There are two other important tests that we should hope the new policies enact. First, it is important to dispel the notion that mitigation strategies, appropriately managed and implemented through a company’s compliance program, cannot work. Indeed, even GAO has an internal firewall process to keep its protest attorneys independent of other forces within GAO that work on program reviews. The key is to carefully and clearly define the circumstances that create untenable conflicts and more clearly define how a combination of firewalls, government oversight, multicontractor inputs, use of third-party subcontractors and strict confidentiality agreements — with harsh penalties for violations — can best ensure protection of the government’s interests.

Further, DOD and others must provide cogent information to Congress as concerns about OCI grow but in-depth understanding of the specifics of mitigation strategies is less prevalent. GAO’s principal findings on this issue have focused on the government’s description, oversight and management of OCIs. That problem can be addressed without throwing out the entire mitigation concept.

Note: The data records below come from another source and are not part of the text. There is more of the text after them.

PR #4601, opened 2015-07-07
Added NetSuite Bundle Package

ththev:
The NetSuite Bundle for Sublime provides code completion for NetSuite APIs and a quick panel menu with NetSuite records internal IDs and script templates.

### DIFF
--- a/repository/n.json
+++ b/repository/n.json
@@ -191,6 +191,16 @@
 			]
 		},
 		{
+			"name": "NetSuite Bundle",
+			"details": "https://github.com/ththev/NetSuite-Bundle-for-Sublime",
+			"releases": [
+				{
+					"sublime_text": "*",
+					"tags": true
+				}
+			]
+		},
+		{
 			"name": "Nette",
 			"details": "https://github.com/Michal-Mikolas/Nette-package-for-Sublime-Text-2",
 			"releases": [
--- a/repository/n.json
+++ b/repository/n.json
@@ -195,7 +195,7 @@
 			"details": "https://github.com/ththev/NetSuite-Bundle-for-Sublime",
 			"releases": [
 				{
-					"sublime_text": "*",
+					"sublime_text": ">=3000",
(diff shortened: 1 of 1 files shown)


FichteFoll:
1. You're leaking file handles.
2. You won't be able to access local files in a ST3 installation like that, because the package is bundled as a `.sublime-package` zip archive there. You'll need to use `sublime.load_resource` instead, which is only available once the API has loaded (when it calls the `plugin_loaded` function).
3. Instead of defining your own insert command, just use the built-in "insert" command with the `characters` parameter.

ththev:
Thank you for the comments.
I've made some changes and decided to make the package available only for sublime 3 for now.
Can you please check it?

FichteFoll:
Your `load_resource` calls will fail because Package Control installs the package as "NetSuite Bundle", as indicated by this pull request. You can use `sublime.load_resource('/'.join("Packages", __package__, "RecordTypes.json"))`.

I don't undestand why you added [this](https://github.com/ththev/NetSuite-Bundle-for-Sublime/commit/f71bc192c9dedfb3f51dd18d023040555e3ec542#diff-525ea0a238cd08f7e3520f25ca9444c7R55) however and are not using "insert_snippet" anymore. Sublime Text should use whatever line endings are set for the currently edited file, unless it's https://github.com/SublimeTextIssues/Core/issues/858.

ththev:
Thank you again for the suggestions.

The reason why i removed end lines was because I was using JS files as templates and CR characters were being added to the view (probably because of the issue that you mentioned before).
I researched a bit more and I'm now using snippets again as I think this is the best option.

I also made the other required changes and created a new tag. Can you please check it again?

Thank you!

FichteFoll:
Interesting. I discovered the issue from some default snippets that where using the `.tmSnippet` extension with CRLF linebreaks, but was unable to reproduce with `.sublime-snippet` files.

Second, the policies or practices that might be appropriate in a hardware and weapons systems environment, in which the intersection of production and support creates special concerns, might not be appropriate, effective or even desirable in the broader technology and solutions space, in which the industry and competitive dynamics — indeed, the industry structure itself — is substantially different. As such, any changes to OCI policy must reflect the variances of different industry segments.

Whatever DOD and OFPP decide, the impacts will be felt everywhere. Many see this issue as principally involving companies that support major weapons systems development and production — witness Northrop Grumman Corp.’s recent sale of TASC — but in truth, its tentacles will be broad and will affect companies of all sizes in many segments of the market.